A Khalistan referendum in 2020

Updated: Mar 11, 2019, 08:27 IST | Aditya Sinha

While most of us may brush off news of the referendum we cannot ignore the truth of a certain divisive brand of politics

A Khalistan referendum in 2020
While the referendum will just be a fringe event, of no consequence to the larger politics of India, clearly it is influenced by Narendra Modi's idea of India. Pic/PTI

Aditya SinhaA friend from Canada mentioned a referendum in 2020. What referendum? I asked. For Khalistan, he said. I was surprised: who announced this, and when?


The Khalistan movement for a separate state for Sikhs was one of the topics dominating news in north India when I began journalism in the 1980s. By the early '90s my friends in intelligence spoke of a sinister Pakistani plot supporting two insurgencies, in Kashmir and for Khalistan, with the coded name of 'K2' that made me LOL because it sounded so pulp-fiction. Former Prime Minister PV Narasimha Rao pushed for the 1992 assembly election in Punjab that, for the most part, laid the Khalistani ghost to rest. My attention as a reporter shifted full-time to Kashmir, which made Sikh extremism seem modest in comparison.

Around three years ago, a friend in the narcotics control bureau mentioned a visiting official from a large European nation, who warned that the Khalistan movement was rearing its head again. He speculated that a "lost generation" in Punjab – lost partly to drugs, partly to shrinking job opportunities and reluctance to work on the family land – was susceptible to separatism because there was nothing to do and it provided them with purpose. The drug menace and allegations that state ministers were profitting off of Punjab's drug addiction epidemic peaked during the 2017 assembly election, and then seemed to die down again.

Despite this, the talk of a referendum came out of the blue. My Canadian friend said it was still more of a diaspora thing. The Sikh diaspora is widespread. In the '80s, journalists used to joke that Khalistan already existed – in Southall, a suburb of London. In the early 2000s I even heard of a Sikh opening a tandoori eatery in Vladivostok, Russia, a place that I had always imagined as the edge of the world.

A former colleague migrated in the late 1990s to Canada, whose Sikh population has such an established profile that they are even represented as ministers in the federal government. He does a lot of work commissioned by members of the diaspora – including coffee table books that are basically vanity projects for Sikh entrepreneurs that have "arrived". Canadian Sikhs are about as populous as in the US, which has since 9/11 seen several instances of attacks on Sikhs mistaken for Osama supporters, ostensibly due to the turban.

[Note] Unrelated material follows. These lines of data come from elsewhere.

PR #8007, opened 2023-01-11
fix "--version": needs to change working directory

TheJoeSchr:
before calling `git`. otherwise it would display git commit id from the
directory where you are calling `freqtrade` from instead of freqtrade's
current commit id

## Summary

    `--version:` needs to change working directory before calling `git`. otherwise it would display git commit id from the
    directory where you are calling `freqtrade` from instead of freqtrade's
    current commit id

## Reproduce
    - into a git repo other then freqtrade: `cd my-strategies`
    - (optional) `pip install -e ../freqtrade`
    - call `freqtrade --version`: note hash after "dev-"
    - check `git log -n 1` => will be above hash
    - double-check: go to your `freqtrade/` and check `git log -n 1` there, will be different

### DIFF
--- a/freqtrade/__init__.py
+++ b/freqtrade/__init__.py
@@ -3,11 +3,13 @@ __version__ = '2023.1.dev'
 
 if 'dev' in __version__:
     try:
+        import os
         import subprocess
+        freqtrade_basedir = os.path.dirname(os.path.abspath(__file__))
 
         __version__ = __version__ + '-' + subprocess.check_output(
             ['git', 'log', '--format="%h"', '-n 1'],
-            stderr=subprocess.DEVNULL).decode("utf-8").rstrip().strip('"')
+            stderr=subprocess.DEVNULL, cwd=freqtrade_basedir).decode("utf-8").rstrip().strip('"')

Some in the American diaspora have pushed for this referendum, perhaps inspired by Britain's three years ago to leave the European Union. To many in India the kind of profound nostalgia that emigrants suffer is not apparent – they miss their homeland so much that they idealise it and weave fantastic dreams about it. That's why so many Hindus – like my own relatives living in the USA – become fanatically right-wing and are perhaps PM Narendra Modi's greatest supporters, according him a rockstar welcome whenever he visits. For many Sikhs who live abroad, the sacrilege of the army's Operation Bluestar on the Golden Temple in Amritsar in 1984 and the nightmare of the November riots following Indira Gandhi's assassination that same year are both deeply etched in their collective memory. Though Sikhs in India have since moved on, these memories remain the main historical marker for their co-religionists abroad.

I asked a Punjabi friend, formerly in government, about the referendum. He laughed; he, too, had only months ago heard about it. He had visited Chandigarh over the winter and said that a couple of posters had surreptitiously been put up, and there was an incident or two of slogan-painting on walls, but he did not think it was a serious movement here in India. Indeed, he was sanguine that the so-called referendum would not succeed.

The larger point, however, was that a lot of Sikhs in India had been made nervous by Modi's scorched-earth brand of divisive politics. Since 2014, there have been many incidents of attacks by Modi's supporters on Muslims and dalits for a variety of excuses. The latest were the attacks on Kashmiri students and traders following the February 14 bombing of a paramilitary convoy in Pulwama, Kashmir; and the attack by two Hindutvawadis on a dry fruits seller in Lucknow last week, that went viral. It is telling that Sikhs came to the rescue of Kashmiris under attack and offered refuge to those who were nervous of Hindu mobs. In their mind, if these minorities come under attack, can our turn be far behind? Will 1984 be repeated?

And while the referendum will just be a fringe event, of no consequence to the larger politics of the Punjab or India, clearly it is influenced by Modi's idea of India, in which "others" have only a second-class citizenship. It is worth mulling as we head into the parliamentary election.